◆ EXERCISE: From the line with "PR #1394, opened 2020-09-03" through the line with "result = FailableCache.this.create(key, errors);", repeat the entries verbatim, both end lines included, and add nothing.

◆ MATERIAL FOR THIS EXERCISE:
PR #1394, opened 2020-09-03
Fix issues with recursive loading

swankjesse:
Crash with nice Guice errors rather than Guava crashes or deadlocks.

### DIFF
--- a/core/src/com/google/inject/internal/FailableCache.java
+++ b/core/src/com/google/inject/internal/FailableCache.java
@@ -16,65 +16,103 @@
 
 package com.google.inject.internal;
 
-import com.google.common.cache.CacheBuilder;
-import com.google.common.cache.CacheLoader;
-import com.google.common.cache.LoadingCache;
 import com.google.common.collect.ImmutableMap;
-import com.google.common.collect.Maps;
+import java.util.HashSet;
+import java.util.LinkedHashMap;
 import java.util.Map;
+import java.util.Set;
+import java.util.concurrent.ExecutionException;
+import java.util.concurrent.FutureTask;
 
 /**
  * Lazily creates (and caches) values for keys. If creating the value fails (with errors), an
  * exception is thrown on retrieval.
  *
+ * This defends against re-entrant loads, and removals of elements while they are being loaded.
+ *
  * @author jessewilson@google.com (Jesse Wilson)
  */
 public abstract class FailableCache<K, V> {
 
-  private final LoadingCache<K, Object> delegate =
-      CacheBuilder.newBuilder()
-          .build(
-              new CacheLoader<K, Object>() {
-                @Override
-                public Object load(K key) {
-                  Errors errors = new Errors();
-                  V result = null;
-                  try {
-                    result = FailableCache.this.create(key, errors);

...

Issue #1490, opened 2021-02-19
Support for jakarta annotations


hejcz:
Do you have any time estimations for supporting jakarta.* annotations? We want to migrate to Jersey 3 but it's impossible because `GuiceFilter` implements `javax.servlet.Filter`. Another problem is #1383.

==

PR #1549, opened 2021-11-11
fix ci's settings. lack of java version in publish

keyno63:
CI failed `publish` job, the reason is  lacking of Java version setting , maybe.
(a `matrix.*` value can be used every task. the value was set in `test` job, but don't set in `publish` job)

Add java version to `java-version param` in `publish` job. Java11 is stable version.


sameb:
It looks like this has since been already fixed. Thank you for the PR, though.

◆ YOUR RESPONSE:
PR #1394, opened 2020-09-03
Fix issues with recursive loading

swankjesse:
Crash with nice Guice errors rather than Guava crashes or deadlocks.

### DIFF
--- a/core/src/com/google/inject/internal/FailableCache.java
+++ b/core/src/com/google/inject/internal/FailableCache.java
@@ -16,65 +16,103 @@
 
 package com.google.inject.internal;
 
-import com.google.common.cache.CacheBuilder;
-import com.google.common.cache.CacheLoader;
-import com.google.common.cache.LoadingCache;
 import com.google.common.collect.ImmutableMap;
-import com.google.common.collect.Maps;
+import java.util.HashSet;
+import java.util.LinkedHashMap;
 import java.util.Map;
+import java.util.Set;
+import java.util.concurrent.ExecutionException;
+import java.util.concurrent.FutureTask;
 
 /**
  * Lazily creates (and caches) values for keys. If creating the value fails (with errors), an
  * exception is thrown on retrieval.
  *
+ * This defends against re-entrant loads, and removals of elements while they are being loaded.
+ *
  * @author jessewilson@google.com (Jesse Wilson)
  */
 public abstract class FailableCache<K, V> {
 
-  private final LoadingCache<K, Object> delegate =
-      CacheBuilder.newBuilder()
-          .build(
-              new CacheLoader<K, Object>() {
-                @Override
-                public Object load(K key) {
-                  Errors errors = new Errors();
-                  V result = null;
-                  try {
-                    result = FailableCache.this.create(key, errors);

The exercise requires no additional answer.